Le géant américain Uber bat en retraite sur le continent africain. Cote d'Ivoire, Tanzanie, Nigeria, Ouganda... Les fermetures s'accumulent et laissent un vide colossal. Mais voilà le scoop qui fait vibrer les entrepreneurs africains : ce départ n'est pas une défaite pour le continent. C'est une victoire masquée. Car pendant qu'Uber plie bagages, une nouvelle génération de champions locaux bondit en avant avec des stratégies affilées au terrain, agiles et réellement adaptées aux réalités africaines.

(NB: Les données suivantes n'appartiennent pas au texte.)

PR #4869, opened 2016-11-14
Travis CI: Run tests with both en_US and de_DE locales set.

peter-b:


peter-b:
This doesn't seem to be particularly informative.

PR #4951, opened 2016-12-06
[Bug 18917] Maximum text length for a native ios field

livecodepanos:


livecodepanos:
Replaced by https://github.com/livecode/livecode/pull/4975, which is against `develop` branch

PR #5018, opened 2017-01-02
Add Android Toast Function

HedgeHao:
Add toast on Android. Toast is a handy function to display short messages. User can toast a message and set the duration for it.


livecodeali:
@HedgeHao Thanks for this, we transferred your code to an LCB library instead, which will be included in 9 dp 11: https://github.com/livecode/livecode/pull/5860

PR #5099, opened 2017-01-22
[[ Bug 17664 ]] Enables localization of iOS system UI text

HedgeHao:
According to [Apple's Document:The Bundle Search Pattern](https://developer.apple.com/library/content/documentation/CoreFoundation/Conceptual/CFBundles/AccessingaBundlesContents/AccessingaBundlesContents.html#//apple_ref/doc/uid/10000123i-CH104-SW7). If a .lproj folder exists in the bundle, that localization is used. This patch create .lproj folders for many language so the system can recognize and use it as default localization. Functions display text using iOS system UI (e.g. mobilePick, mobilePickPhoto) will be localized.

I've tested in simulator (10.2) and it works fine. But when testing on my iPhone (10.2) I need to change "CFBundleDevelopmentRegion" in Setting.plist to country name (e.g. US or Taiwan) rather than language name. So besides this patch, I change "CFBundleDevelopmentRegion" from "English" to "Taiwan".

Since I don't have any other iOS devices for testing. This patch should be test in some more versions of iOS devices.

### DIFF
--- a/docs/notes/bugfix-17664.md
+++ b/docs/notes/bugfix-17664.md
@@ -1,0 +1,1 @@
+# This patch enables localization of iOS system UI text.
--- a/ide-support/revsaveasiosstandalone.livecodescript
+++ b/ide-support/revsaveasiosstandalone.livecodescript
@@ -266,6 +266,12 @@ private command revSaveAsMobileStandaloneMain pStack, pAppBundle, pTarget, pSett
    
    -- Generate the plist
    revCreateMobilePlist pSettings, pAppBundle, pTarget, tCopiedFonts, tPlist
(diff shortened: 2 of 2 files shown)


montegoulding:
@HedgeHao after a bit of googling I *think* the issue is that if there is a `Base.lproj` and your preferred language settings includes the development language (even if it's not the preferred I think???) the app will display in the development language.

livecodepanos:
After some internal discussion with the team, it turns out this PR is not entirely correct. See more details in comment 9 of the original report (https://quality.livecode.com/show_bug.cgi?id=17664).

Les cracks africains qui changent la donne

Bolt défonce tous les plafonds. La plateforme estonienne a compris ce que les géants ignoraient : l'Afrique veut une mobilité à son image, pas une copie importée des codes de San Francisco. Yango, le bras armé de Yandex, accumule les victoires tactiques avec des tarifs cassés et une flexibilité redoutable. Gozem, elle, enracine sa stratégie dans les besoins réels : paiements en cash, interfaces simplifiées, service client réactif. Ces trois champions rivalisent d'ingéniosité pour capturer les millions de trajets quotidiens qu'Uber abandonne. Chacun joue son jeu, chacun gagne du terrain. Le marché africain des VTC ne fait plus que commencer à déployer son vrai potentiel.

L'Afrique écrit son propre scénario de réussite

Ce n'est pas juste une histoire de remplacement de fournisseur. C'est une mutation profonde. Les startups africaines prouvent qu'elles peuvent dominer un segment complexe, créer de la valeur locale, employer des millions de chauffeurs et transformer la mobilité urbaine. De Dakar à Nairobi, ces champions indigènes tracent un nouveau modèle : américain ? Non. Africain ? Absolument. Et c'est cette authenticité qui fait toute la différence. Le continent n'a pas besoin de servir les géants ; il crée les siens.